### Source material
──────
PR #8447, opened 2025-09-14
Replace codecs.open() with open() since codecs.open() deprecated in 3.14

### LINKED ISSUE #8446: codecs.open DeprecationWarning when using Python 3.14
### Context

When building documentation using MkDocs with the Material Theme in virtual environment using Python 3.14.0rc2, I got the following warning:

```sh
INFO    -  DeprecationWarning: codecs.open() is deprecated. Use open() instead.
             File ".venv/lib/python3.14/site-packages/material/extensions/emoji.py", line 53, in to_svg
               el.text = md.htmlStash.store(_load(icons[shortname]["path"]))
             File ".venv/lib/python3.14/site-packages/material/extensions/emoji.py", line 68, in _load
               with codecs.open(file, encoding = "utf-8") as f:
```

This is the line causing the problems in [emoji.py](https://github.com/squidfunk/mkdocs-material/blob/master/material/extensions/emoji.py#L68):

```py
def _load(file: str):
    with codecs.open(file, encoding = "utf-8") as f:
        return f.read()
```

Proposed solution, just replace `codecs.open` with `open` and remove the import for `codecs`:
```py
def _load(file: str):
    with open(file, encoding = "utf-8") as f:
        return f.read()
```

I don't understand why your code tree duplicates files, but the file appears to be located at these two locations:
- material/extensions/emoji.py
- src/extensions/emoji.py

### Bug description

`codecs.open` is deprecated as of Python 3.14 and `open` should be used instead.

### Related links

- [codecs.open is officially deprecated in Python 3.14](https://docs.python.org/3.14/library/codecs.html)

### Reproduction

`mkdocs build -s` using latest version of MkDocs and Material Theme with Python 3.14

### Steps to reproduce

`mkdocs build -s` using latest version of MkDocs and Material Theme with Python 3.14

Note: I tried building the zip-file you want, but couldn't.  This is a very straightforward issue with a clear 1 or 2 line solution.

### Browser

_No response_

### Before submitting

- [x] I have read and followed the [bug reporting guidelines](https://squidfunk.github.io/mkdocs-material/contributing/reporting-a-bug/).
- [x] I have attached links to [the documentation](https://squidfunk.github.io/mkdocs-material/), and possibly related [issues](https://github.com/squidfunk/mkdocs-material/issues) and [discussions](https://github.com/squidfunk/mkdocs-material/discussions).
- [x] I assure that I have [removed all customizations](https://squidfunk.github.io/mkdocs-material/contributing/reporting-a-bug/#remove-customizations) before submitting this bug report.
- [x] I have attached a __.zip file__ with a [minimal reproduction](https://squidfunk.github.io/mkdocs-material/guides/creating-a-reproduction/) using the [built-in info plugin](https://squidfunk.github.io/mkdocs-material/plugins/info/).

tleonhardt:
Replace `codecs.open()` with `open()` since the former is [deprecated in Python 3.14](https://docs.python.org/3.14/library/codecs.html#codecs.open)

`codecs.open` was necessary in Python 2 because the built-in `open()` function could not handle different text encodings like UTF-8. It provided a way to read and write text files containing Unicode characters, which the default open() could not do without causing errors.  With Python 3, the built-in `open()` function was changed to take an encoding argument and to handle text files as Unicode by default

Also:
- Added `uv.lock` to `.gitignore` to make it easier to test with uv virtual environments using things like a release candidate version of Python

Closes #8446

### DIFF
--- a/.gitignore
+++ b/.gitignore
@@ -65,3 +65,6 @@ tmp
 # IDEs & Editors
 .idea
 *~
+
+# uv Python package manager
+uv.lock
--- a/material/extensions/emoji.py
+++ b/material/extensions/emoji.py
@@ -20,7 +20,6 @@
 
 from __future__ import annotations
 
-import codecs
 import functools
 import material
 import os
@@ -65,7 +64,7 @@ def to_svg(
 # Load icon
 @functools.lru_cache(maxsize = None)
 def _load(file: str):
-    with codecs.open(file, encoding = "utf-8") as f:
+    with open(file, encoding = "utf-8") as f:
         return f.read()
 
 # Load twemoji index and add icons
--- a/src/extensions/emoji.py
+++ b/src/extensions/emoji.py
@@ -20,7 +20,6 @@
 
 from __future__ import annotations
 
-import codecs
 import functools
 import material
 import os
@@ -65,7 +64,7 @@ def to_svg(
 # Load icon
 @functools.lru_cache(maxsize = None)
 def _load(file: str):
-    with codecs.open(file, encoding = "utf-8") as f:
+    with open(file, encoding = "utf-8") as f:
         return f.read()
 
 # Load twemoji index and add icons


squidfunk:
Thanks for the PR. The code was adapted from @facelessuser's extension. Maybe he can shortly comment on why `codecs` was necessary in the first place? Does this still work in Python 3.8?

tleonhardt:
@squidfunk I updated the description with this text explaining that Python 2 required using `codecs.open` for unicode files, but in Python 3 this is supported out-of-the-box with the built-in `open` function:
>codecs.open was necessary in Python 2 because the built-in open() function could not handle different text encodings like UTF-8. It provided a way to read and write text files containing Unicode characters, which the default open() could not do without causing errors. With Python 3, the built-in open() function was changed to take an encoding argument and to handle text files as Unicode by default

And yes this still works with I believe all versions of Python 3, certainly including 3.8.

tleonhardt:
@squidfunk I updated the PR description with this text explaining that Python 2 required using codecs.open for unicode files, but in Python 3 this is supported out-of-the-box with the built-in open function:

codecs.open was necessary in Python 2 because the built-in open() function could not handle different text encodings like UTF-8. It provided a way to read and write text files containing Unicode characters, which the default open() could not do without causing errors. With Python 3, the built-in open() function was changed to take an encoding argument and to handle text files as Unicode by default

tleonhardt:
For `cmd2` that I help maintain, we had to make an identical change a couple months ago when we began testing on Python 3.14: https://github.com/python-cmd2/cmd2/pull/1470

squidfunk:
Thanks, that makes sense! Python 2, wow, that feels distant. I think this should be good to merge then.

tleonhardt:
@squidfunk Thank you for creating and maintaining such a wonderful documentation system! I've been using it for a bit under a year now after moving to it from Sphinx and I really love it.

facelessuser:
I don't know exactly what MkDocs Material relies on, but I will note that `codecs.open()` is not exactly equivalent when using `open()`. `open(..., errors='strict')` would be equivalent. It may be that Material does not require this the "strict" parameter, but something to note that I discovered in another project where I did require strict error handling in relation to encoding, etc. Just an FYI, especially if you notice different behavior.

squidfunk:
@facelessuser perfect, thanks for noting! If we discover problems along the way, we can add the strict parameter.

PR #8455, opened 2025-09-22
Carefully worded link to pre-release banner discussion

staadecker:


squidfunk:
Thanks for the PR! However, as mentioned in https://github.com/squidfunk/mkdocs-material/discussions/5803#discussioncomment-14477520, we do not want to endorse this _right now_. As also said in this comment, we're working on making such overrides much simpler in the future as part of our [transformational work](https://squidfunk.github.io/mkdocs-material/blog/2024/08/19/how-were-transforming-material-for-mkdocs/).

PR #8494, opened 2025-10-16
Make timeout a variable

baumkuchen42:
Made the default timeout variable that was previously defined in source code a proper config variable. This way, users of the plugin can increase the timeout if their servers are too slow for mkdocs


squidfunk:
Thanks for the PR! We're currently in feature freeze. We'll evaluate this PR once we finish our [foundational work](https://github.com/squidfunk/mkdocs-material/discussions/8461).

squidfunk:

PR #8502, opened 2025-10-30
docs: use a CSS variable for custom admonition color

jhermann:
Shows how you can make the admonition color easily customizable via a CSS variable (similar to the icon).


squidfunk:
Thank for the PR. [Relative RGB values](https://developer.mozilla.org/en-US/docs/Web/CSS/color_value/rgb#browser_compatibility) are a recent addition and do not match the [browser range](https://squidfunk.github.io/mkdocs-material/browser-support/) we commit to support. Thus, we're currently not considering advertising this on our documentation. Thank you for your understanding.

PR #8522, opened 2025-11-06
Fix some urls

Echo-Nie:
fix some 404 urls

image


squidfunk:
Thanks for the PR! However, the social card links are broken after you replaced them? I've fixed the lunr.js link in 9853cc3a1.

PR #388, opened 2022-03-08
fix(drive_detail): fix changed state not updating data table PE-1084

jdaev:
Adds equatable bust to the drive detail load state for the drive table object key to compare equality.

A widget will only re-render if the key is different.

### DIFF
--- a/lib/pages/drive_detail/components/drive_detail_data_table.dart
+++ b/lib/pages/drive_detail/components/drive_detail_data_table.dart
@@ -2,6 +2,7 @@ part of '../drive_detail_page.dart';
 
 Widget _buildDataTable(BuildContext context, DriveDetailLoadSuccess state) {
   return DriveDataTable(
+    key: ObjectKey(state),
     driveDetailState: state,
     context: context,
   );
--- a/lib/blocs/drive_detail/drive_detail_state.dart
+++ b/lib/blocs/drive_detail/drive_detail_state.dart
@@ -27,6 +27,7 @@ class DriveDetailLoadSuccess extends DriveDetailState {
 
   final int rowsPerPage;
   final List<int> availableRowsPerPage;
+  final int _equatableBust = DateTime.now().millisecondsSinceEpoch;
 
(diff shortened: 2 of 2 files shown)


lib/pages/drive_detail/components/drive_detail_data_table.dart
```diff
@@ -2,6 +2,7 @@ part of '../drive_detail_page.dart';
 
 Widget _buildDataTable(BuildContext context, DriveDetailLoadSuccess state) {
   return DriveDataTable(
+    key: ObjectKey(state),
```
thiagocarvalhodev, line 5: Could we compare by using just the _equatableBust with a ValueKey?

jdaev: Yeah, it's also an option.

thiagocarvalhodev: Great! I think that it will be less expensive.

matibat (dismissed):
:+1:

karlprieb (approved):

lib/pages/drive_detail/components/fs_entry_side_sheet.dart
```diff
@@ -210,7 +210,7 @@ class FsEntrySideSheet extends StatelessWidget {
           builder: (context, state) {
             if (state is FsEntryActivitySuccess) {
               if (state.revisions.isNotEmpty) {
-                final revision = state.revisions.last;
+                final revision = state.revisions.first;
```
fedellen, line 213: This looks like its from a different ticket

Is this correct here?

jdaev: Seems like I accidentally merged another branch into this one. Shouldn't matter now since the same commits are on the integration branch

fedellen: Sounds good, just confirming that `first` is the correct syntax here. It seems like it is

PR #393, opened 2022-03-10
chore: point dev to default arlocal endpoint

jdaev:


jdaev:
> Was this just to bump the firebase preview?
> 
> We can probably close this identical PR/branch now: #347

Just me testing things. Still getting problems with arlocal, so closing this until open another PR and have a ticket to track it.

PR #394, opened 2022-03-10
integration branch for ui fixes

jdaev:
Integration branch of UI fixes for easier testing.

Contains:
PE-1084
PE-1093
PE-905
PE-1100

### DIFF
--- a/web/index.html
+++ b/web/index.html
@@ -37,7 +37,7 @@
   <script defer src="avsc.min.js"></script>
   <script defer src="js/tagparser.js"></script>
   <script defer src="sql-wasm.js"></script>
-  <script src="main.dart.js?version=59" type="application/javascript"></script>
+  <script src="main.dart.js?version=60" type="application/javascript"></script>
   
 </body>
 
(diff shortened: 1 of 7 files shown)


fedellen (approved):
Nice bug fixes here!

web/index.html
```diff
@@ -37,7 +37,7 @@
   <script defer src="avsc.min.js"></script>
   <script defer src="js/tagparser.js"></script>
   <script defer src="sql-wasm.js"></script>
-  <script src="main.dart.js?version=59" type="application/javascript"></script>
```
karlprieb, line 40: We can keep 59... it was bumped yesterday. Currently, `master` is at 58.

jdaev: Isn't every commit to dev supposed to up this now?

karlprieb: If we need to update this version on each staging deploy make sense to not bump when release a new version and do on each PR to dev. Otherwise we could just bump that on each prod release

karlprieb: We will keep updating webapp version on `dev` after prod release, but this asset version should be updated on each PR to `dev`.

karlprieb (approved):

PR #395, opened 2022-03-11
chore: update pubspec PE-1103

jdaev:
Updates the app version and arweave-dart.


fedellen (approved):
Good to go as long as v1.8.1 is what we're going with here

thiagocarvalhodev (approved):

PR #400, opened 2022-03-14
refactor: add tableKey property to CustomDataTable PE-1109

jdaev:
Uses a key only in the CustomDataTable widget to avoid scroll and page reset. Removes all other keys from the drive data table.


matibat (approved):
:+1:

PR #401, opened 2022-03-15
PE-1105: Disallow empty manifest

fedellen:
This PR :
- Disables create manifest button on drives that have no file entities
- Disables folders that have no file entities during folder selection
- Adjusts folder selection state's modal title and button text

### DIFF
--- a/lib/blocs/drive_detail/drive_detail_state.dart
+++ b/lib/blocs/drive_detail/drive_detail_state.dart
@@ -11,6 +11,7 @@ class DriveDetailLoadInProgress extends DriveDetailState {}
 class DriveDetailLoadSuccess extends DriveDetailState {
   final Drive currentDrive;
   final bool hasWritePermissions;
+  final bool driveIsEmpty;
 
   final FolderWithContents folderInView;
 
@@ -40,6 +41,7 @@ class DriveDetailLoadSuccess extends DriveDetailState {
     this.maybeSelectedItem,
     this.showSelectedItemDetails = false,
     this.selectedFilePreviewUrl,
+    required this.driveIsEmpty,
   });
 
   DriveDetailLoadSuccess copyWith({
@@ -53,6 +55,7 @@ class DriveDetailLoadSuccess extends DriveDetailState {
     Uri? selectedFilePreviewUrl,
     int? rowsPerPage,
     List<int>? availableRowsPerPage,
+    bool? driveIsEmpty,
   }) =>
       DriveDetailLoadSuccess(
         currentDrive: currentDrive ?? this.currentDrive,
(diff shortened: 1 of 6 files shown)


lib/blocs/drive_detail/drive_detail_state.dart
```diff
@@ -67,6 +70,7 @@ class DriveDetailLoadSuccess extends DriveDetailState {
             selectedFilePreviewUrl ?? this.selectedFilePreviewUrl,
         availableRowsPerPage: availableRowsPerPage ?? this.availableRowsPerPage,
         rowsPerPage: rowsPerPage ?? this.rowsPerPage,
+        driveIsEmpty: driveIsEmpty ?? this.driveIsEmpty,
```
karlprieb, line 73: I don't know if I understand that.
You're passing `driveIsEmpty` from params or `this.driveIsEmpty` that, I believe, is the same data as we assign that early, what am I missing?

karlprieb (approved):

lib/components/create_manifest_form.dart
```diff
@@ -280,16 +281,28 @@ class CreateManifestForm extends StatelessWidget {
...
+          /// Returns false if a folder does not contain any file entities
+          bool isFolderEmpty(FolderID folderId) {
+            final folderNode =
+                readCubitContext.rootFolderNode.searchForFolder(folderId);
+
+            if (folderNode == null) {
+              return true;
+            }
+
+            return folderNode.getRecursiveFileCount() == 0;
```
thiagocarvalhodev, line 293: This was implemented before at this file: [create_manifest_cubit.dart](https://github.com/ardriveapp/ardrive-web/pull/401/files#diff-ba2152939d6eaf5045f9885785a7fd4fbc7688053d078440543258784f934e77). Would be better if we have this function on its entity or in some helper class. What do you think?

thiagocarvalhodev: it could be just:
```dart
folderNode.isEmpty()
```

lib/components/create_manifest_form.dart
```diff
@@ -280,16 +281,28 @@ class CreateManifestForm extends StatelessWidget {
         }
 
         if (state is CreateManifestFolderLoadSuccess) {
+          /// Returns false if a folder does not contain any file entities
+          bool isFolderEmpty(FolderID folderId) {
```
thiagocarvalhodev, line 285: It's more common to declare functions outside of other functions' scope. Is better at the class level as a private method.

lib/components/create_manifest_form.dart
fedellen: Added here: 0a4a53fa

lib/components/create_manifest_form.dart
fedellen: Added here: 0a4a53fa

thiagocarvalhodev (approved):

PR #404, opened 2022-03-15
Release 1.9.0 PE-1113

karlprieb:
Release Notes:
* Adds support for sharing and attaching private drives.
* Fix scroll reset when selecting a file or folder.


matibat (approved):
:+1:

PR #405, opened 2022-03-15
fix(file revision): Pass dataContentType on rename and move actions PE-1110

fedellen:
This PR preserves the `dataContentType` field on files when performing rename / move actions


jdaev (approved):
Looks good 👍🏽

karlprieb (approved):

PR #407, opened 2022-03-16
fix(ux and grammar fix at conflicting files): Rename modal label and …

thiagocarvalhodev:
- Change texts at conflicting files modal;
- Change button orders: from CANCEL -> SKIP -> REPLACE to SKIP -> CANCEL -> REPLACE
- Change buttons from ElevatedButton to TextButton (to remove the background)


fedellen (approved):
✅

karlprieb (approved):

PR #409, opened 2022-03-16
Pe 1121 fix buttons alignment

thiagocarvalhodev:
Align the buttons SKIP - CANCEL - REPLACE.

The TextButton width depends directly on the text inside. So, to align we need to pass a fixed width. 

Before:
image

Now:
image

Thanks, @agsuy


matibat (approved):
Looks good 👍🏼

karlprieb (approved):

PR #414, opened 2022-03-16
PE-663: Neutral Spanish translations

matibat:
**Notes**

- `app_en.arb` and `app_en_US.arb` have the same content
- `app_es.arb` and `app_es_ES.arb` have the same content

PR #416, opened 2022-03-18
PE-1130: Spanish of Spain locale `es_ES`

matibat:
We decided to separate this specific locale to move faster with the neutral Spanish at #414


matibat:
Outdated, and we decided to do not go for it atm

PR #426, opened 2022-03-29
PE-1154: Add the source_text to the ARB entries

matibat:


matibat:
We are discarding this ticket as the "source_text" has to be maintained at all files when the original translation changes

PR #2215, opened 2026-09-03
PE-9205: A sync you can read through, and choose the drives for

vilenarios:
Stacked on #2214. The five steps from `docs/SYNC_PROGRESSIVE_READABILITY.md`, executed end to end.

## What changes for a user

- **A drive the sync has finished can be opened**, while the rest of the run continues. A ten-drive sync no longer holds the first drive shut for the nine that follow.
- **A drive being synced can be read, and fills in as it goes**, instead of sitting behind a panel until the run ends.
- **Navigating a folder mid-sync just works.** No wait, no loading card.
- **Sync the four drives you care about**, not all ten. One run over four, not four runs.
- **A partial failure says what it cost and fixes itself in one press** — "1 of 2 drives could not be read", plus what is still true, plus a button over exactly the drives that failed.

## Fault tolerance

Each claim rests on a property, not a hope:

- `syncedDriveIds` is appended **only** on the path that reached the end, so the widened gate can never release a drive that failed or was cancelled.
- Dropping redraw ticks is safe only because another is coming. The tick with nothing behind it is a run's last, so a run that ends having dropped anything **re-reads the folder once**.
- A folder is read from committed transactions either way, so what comes back mid-sync is consistent — just less than the folder will eventually hold.
- Choosing drives is one run, not several. A second sync is still refused rather than queued.

## Three faults found while building it

1. A four-of-ten run carries no single drive id, so it read as an all-drives sync — ten rows claiming to sync, ten drives held for a run over four.
2. Pressing **Sync selected** during a sync cleared the ticks and was then refused, costing a selection for nothing.
3. **Clear** was wired to toggle-select-all, which selects everything when some are unticked.

## Verification

2012 tests (up 29), `flutter analyze` clean on `lib` and `test`.

## Known gap

The 500ms redraw interval is a **starting point, not a measured optimum** — the tuning method is in the doc comment. Measuring it needs a browser and a wallet with thousands of revisions.

## Summary by CodeRabbit

- **New Features**
  - Select multiple drives to sync, deep-resync, or clear selection.
  - Stop active syncs from the sync menu and drive detail view.
  - Retry drives that fail during a multi-drive sync.
  - Pending upload confirmations are monitored automatically.
- **Bug Fixes**
  - Drive contents remain available while syncing, with clearer loading status.
  - Sync updates are smoother and more reliable during uploads.
  - Storage totals now exclude hidden and unrelated drives and include accurate file counts.
  - GraphQL requests recover more reliably from rate limits and server errors.
  - Detaching a syncing drive now stops its sync and explains recovery steps.

### DIFF
--- a/lib/blocs/drive_detail/drive_detail_cubit.dart
+++ b/lib/blocs/drive_detail/drive_detail_cubit.dart
@@ -593,6 +593,12 @@ class DriveDetailCubit extends Cubit<DriveDetailState> {
           }
 
           if (_activityTracker.isUploading) {
+            // Dropped, and owed back. An upload writes its file while this
+            // flag is up, so the tick carrying it is the one refused here -
+            // and nothing else is going to write that folder afterwards, so
+            // no later tick will carry it either. Remembering the debt is what
+            // lets the refresh at the end of the upload settle it.
+            _droppedFolderRedraw = true;
             return;
           }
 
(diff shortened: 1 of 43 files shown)


vilenarios:
@coderabbitai full review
──────
### Exercise description
Whenever the string "arlocal" turns up in a line of the data, copy that line.

### Answer to the problem
chore: point dev to default arlocal endpoint
Just me testing things. Still getting problems with arlocal, so closing this until open another PR and have a ticket to track it.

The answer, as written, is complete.